Exercise directions — Where the word "README" occurs in a line of the listing below, copy that line.
▶
PR #1179, opened 2025-07-18
Add 3D geometry iterator option

shlyaeva:
## Description

Added at this point for profiling LETKF with vertical localization, may be used in the future.

### DIFF
--- a/src/soca/Geometry/Geometry.cc
+++ b/src/soca/Geometry/Geometry.cc
@@ -150,23 +150,17 @@ namespace soca {
   // -----------------------------------------------------------------------------
 
   GeometryIterator Geometry::begin() const {
-    ASSERT(IteratorDimension() == 2);  // Modification will be needed for 3D.
-                                       // We don't use 3D right now
-
     // find the first non ghost point
     const auto & ghost = atlas::array::make_view<int, 1>(functionSpace_.ghost());
     size_t idx = 0;
     while (idx < ghost.size() && ghost(idx)) idx++;
-    return GeometryIterator(*this, idx, -1 );
+    return GeometryIterator(*this, idx, 0);
   }
 
   // -----------------------------------------------------------------------------
 
   GeometryIterator Geometry::end() const {
-    ASSERT(IteratorDimension() == 2);  // Modification will be needed for 3D.
-                                       // We don't use 3D right now
-
-    return GeometryIterator(*this, functionSpace_.size(), -1);
+    return GeometryIterator(*this, functionSpace_.size(), 0);
   }
 
   // -----------------------------------------------------------------------------
--- a/src/soca/Increment/Increment.cc
+++ b/src/soca/Increment/Increment.cc
@@ -325,7 +325,6 @@ namespace soca {
       } else if (geom_.IteratorDimension() == 3) {
         if (view.shape(1) > iter.k()) {
           // 3D case, only add if this variable has this level
-          // (e.g. don't add surface variables for below-surface iterators))
           values.push_back(view(iter.i(), iter.k()));
         }
       }
--- a/src/soca/Increment/Increment.cc
+++ b/src/soca/Increment/Increment.cc
@@ -290,24 +290,44 @@ namespace soca {
   // -----------------------------------------------------------------------------
 
   oops::LocalIncrement Increment::getLocal(const GeometryIterator & iter) const {
-    ASSERT(geom_.IteratorDimension() == 2);  // Change will be needed for 3D.
-                                             // We don't use 3D right now.
     std::vector<int> varlens(vars_.size());
-
     // count space needed
-    size_t idx = 0;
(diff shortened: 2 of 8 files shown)


frolovsa:
ha, i forgot that we never implemented 3D iterator for ocean letkf. 

At the time i was thinking about implementing a GETKF vertical localization for the ocean. we could still do that as well. The eigen vecotrs will just have to change in horizontal space. This is now supported bcause VerticalLocalization is actually a state set of 3D fields. Practically, we would have to lift the vertical localization code from ocean var and use it to compute vertical localization matrix for each vertical column, then decompose it into eigenvectors and save it in vertical localization. This could either be done on the fly or saved on disk.

guillaumevernieres (approved):
:+1: 

Could that PR be a good opportunity to ask our favorite `llm` to properly document `GeometryIterator.h` ?

src/soca/Geometry/Geometry.cc
```diff
@@ -150,23 +150,17 @@ namespace soca {
...
   GeometryIterator Geometry::begin() const {
-    ASSERT(IteratorDimension() == 2);  // Modification will be needed for 3D.
-                                       // We don't use 3D right now
-
     // find the first non ghost point
     const auto & ghost = atlas::array::make_view<int, 1>(functionSpace_.ghost());
     size_t idx = 0;
     while (idx < ghost.size() && ghost(idx)) idx++;
-    return GeometryIterator(*this, idx, -1 );
+    return GeometryIterator(*this, idx, 0);
```
frolovsa, line 157: could you comment why 0 makes sense now?

src/soca/Increment/Increment.cc
```diff
@@ -290,24 +290,44 @@ namespace soca {
...
-        values.push_back(view(iter.i(), lvl));
+      if (geom_.IteratorDimension() == 2) {
+        // 2D case, iterate over levels
+        for (size_t lvl = 0; lvl < view.shape(1); lvl++) {
+          values.push_back(view(iter.i(), lvl));
+        }
+      } else if (geom_.IteratorDimension() == 3) {
+        if (view.shape(1) > iter.k()) {
+          // 3D case, only add if this variable has this level
+          // (e.g. don't add surface variables for below-surface iterators))
```
frolovsa: "below surface" might not be the right word here?

do we need any special logic for levels that are below bathymetry?

test/testinput/obslocalization.yml
```diff
@@ -24,7 +24,7 @@ observations:
     reference gridpoints:
       lons: [-172.5, -192.5, -172.5, -17.5]
       lats: [  42.5,    2.5,    2.5,  22.5]
-      depths: [-99999.0, -99999.0, -99999.0, -99999.0]
+      depths: [1, 1, 1, 1]
```
frolovsa, line 27: are we testing obsloc for 2d and 3d? or just 3d?

frolovsa (commented):
Thank you Anna,

I have a couple of questions. 

Nothing really that requires the code change that i can see

src/soca/Geometry/Geometry.cc
shlyaeva: Previously, index in vertical was always set to -1, and its value was never used. Now for 3D iterator the vertical index goes between 0 and nlev-1, and for 2D iterator it can still be any value (0 works just as well as -1).
3D iterator starts iterating vertically from zero (up to nlev-1, and then to the next point, restarting from zero). 
So for the `begin` iterator, we use the first valid gridpoint and 0-th level. The `end` iterator needs to be just past the last gridpoint's last level, so the horizontal index is the same as before (gridpoint past last), and the vertical index is 0.

src/soca/Increment/Increment.cc
shlyaeva: I'll change the wording, thanks for catching.

> do we need any special logic for levels that are below bathymetry?

I don't know, maybe? @guillaumevernieres? Either way, this would be a subject for some future PR, when we use this functionality. This is added just for profiling tests at this point.

test/testinput/obslocalization.yml
shlyaeva: Just for 2D at this point.

src/soca/Increment/Increment.cc
guillaumevernieres: @frolovsa , @shlyaeva , We don't have levels below bathymetry in any of our configurations (so far). If I remember correctly a z type coordinate would have the "unused" layers/levels set to 0 thickness (or a tiny number).

shlyaeva:
I've added documentation to GeometryIterator class, and some other suggestions from Claude.

src/soca/Geometry/Geometry.cc
frolovsa: sounds good. I just wanted to know what was your logic

frolovsa (approved):
Looks good to me. thank you.

PR #1182, opened 2025-07-28
Updates to iterator for local solvers

shlyaeva:
## Description

Updates iterator to allow for GETKF, and adds some optimization.

- changes `getLocal`/`setLocal` to always fill `nlevs` values for each variable (for 2D variables everything below level 1 is filled with zero);
- implements `Geometry::verticalCoord` that is used in GETKF for "levels" only;
- moves some computations from `getLocal` to the `Increment` ctor, this speeds up `getLocal`/`setLocal` (noticeable for LETKF with vertical localization);
- adds tests for vertical obs localization and GETKF.

This allows to run LETKF with vert localization (still slow) and GETKF; both with simple vertical coordinate of "levels".

## Testing

Tested on hera with intel: 1/4 degree tests with LETKF with and without vertical localization and GETKF.
New tests added for CI as well.


src/soca/Geometry/Geometry.cc
```diff
@@ -170,6 +171,15 @@ namespace soca {
     soca_geo_get_num_levels_f90(toFortran(), vars, lvls.size(), lvls.data());
     return lvls;
   }
+
+  // -----------------------------------------------------------------------------
+  std::vector<double> Geometry::verticalCoord(std::string &) const {
```
frolovsa: do you want to put a check if the vertical coordinate is in levels then it produces this input. if it is not in levels that it produces an error?

test/CMakeLists.txt
```diff
@@ -62,6 +62,7 @@ set( soca_test_input
   testinput/geometry_iterator_2d.yml
   testinput/geometry_iterator_3d.yml
   testinput/geometry.yml
+  testinput/getkf.yml
```
frolovsa, line 66: should we also specify a 3d letkf test case? users over start their applications from these ctests examples.

frolovsa (dismissed):
Thank you as always for your excellent contributions. 

I learned about the view object! 

I made two suggestions. 

Side note. i always thought it would be cool to specify localization distance in terms of water density. but this would require for geometry to know about the state at that iterator. But in GETKF verticalEV is a set of 3D fields. I guess we could implement this in the VerticalEV class somehow.

src/soca/Geometry/Geometry.cc
shlyaeva: Good idea, done!

test/CMakeLists.txt
shlyaeva: I've added that as well.

shlyaeva:
I've updated this PR to address Sergey's comments and all tests are passing now.
@bhuang95 would you be comfortable re-reviewing instead of Sergey and checking that his comments are addressed while he's unavailable?

bhuang95 (approved):
Updated PR addresses Sergey's comments and looks good according to the PR description. Thanks for adding this feature. Approved it.

shlyaeva:
Thank you @bhuang95! @guillaumevernieres or @Dooruk do you mind providing a second review when you have time?

shlyaeva:
@guillaumevernieres or @Dooruk could you please provide a second review?

Dooruk (approved):
I can approve this not to hold it back but I'm not super familiar with the code here.  @guillaumevernieres would provide a substantive review.

PR #1187, opened 2025-08-27
Bugfix for ice thickness and snow thickness adjustment

shlyaeva:
## Description

Update for soca2cice code to fix an issue with ice and snow thickness adjustment.

This was noticed by Nick Szapiro in https://github.com/NOAA-EMC/GDASApp/issues/1868#issuecomment-3222018558.

Plots below are for ice concentration with: background restart, soca analysis, result of soca2cice on develop, result of soca2cice with the fix (plots are from the results of soca2cice test):
background_arctic_ice_thickness_m outputan_arctic_hi_h analysis_arctic_ice_thickness_m analysisnew3_arctic_ice_thickness_m

With the changes in this branch, as expected, in the ice pack where rescaling is happening, ice thickness now matches what analysis is.

I also ran the test replacing soca analysis with what's in the background to mimic what we do in GFSv17 (no ice thickness updates).
background_arctic_ice_thickness_m outputnew_arctic_hi_h analysisnew5_arctic_ice_thickness_m analysisnew_arctic_ice_thickness_m

Again, with changes in this branch ice thickness is correct.

### DIFF
--- a/src/soca/VariableChange/Soca2Cice/README.md
+++ b/src/soca/VariableChange/Soca2Cice/README.md
@@ -32,7 +32,7 @@ Sea ice in CICE is represented using multiple thickness categories (`ncat`), whi
 - Operates in the ice pack (where concentration > `seaice_edge`) 
 - Rescales the background ice distribution to match the analyzed aggregated values
 - Preserves the shape of the distribution across categories
-- Separately adjusts ice volume and snow volume when they exceed minimum thresholds
+- Separately adjusts ice thickness and snow thickness to match the analysis when they exceed minimum thresholds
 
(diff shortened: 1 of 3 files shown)


shlyaeva:
@Dooruk I was wrong last week: there is code in soca2cice that accounts for ice thickness and snow thickness increments, but it is unfortunately incorrect on develop (and leads to ice thickness increments in restarts even when there are no ice thickness increments in the analysis). This PR fixes it.

guillaumevernieres (approved):
:+1:

Dooruk (approved):

Dooruk:
FYI @yongfeizhang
◀
Answer below —
--- a/src/soca/VariableChange/Soca2Cice/README.md
+++ b/src/soca/VariableChange/Soca2Cice/README.md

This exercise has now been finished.